PR #100, opened 2021-03-26
Submit active orders for cancellations

avsek477:
If the status isn't `ACTIVE` means that the order wasn't submitted successfully in the first place and is not required to be cancelled.

### DIFF
--- a/lib/host/events/cancel_all_orders.js
+++ b/lib/host/events/cancel_all_orders.js
@@ -2,6 +2,7 @@
 
 const _isObject = require('lodash/isObject')
 const withAOUpdate = require('../with_ao_update')
+const excludeOrderStatus = ['CANCELED', 'EXECUTED']
 
 /**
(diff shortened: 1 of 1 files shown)


lib/host/events/cancel_all_orders.js
```diff
@@ -22,7 +22,7 @@ module.exports = async (aoHost, gid, orders) => {
 
     // Don't try to cancel market orders
     const _orders = allOrders
-      .filter(o => !/MARKET/.test(o.type) && o.id && !/CANCELED/.test(o.status))
+      .filter(o => !/MARKET/.test(o.type) && o.id && /ACTIVE/.test(o.status))
```
robertkowalski, line 25: sadly that does not work, here is the status of a partially filled order:

```
  'PARTIALLY FILLED @ 36764.0(-0.01)',
```

vigan-abd (approved):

==*==

* **Exercise brief**: Line count for the word "CANCELED": tally the lines of the records above that hold it and give only that figure.

* **Output**: 2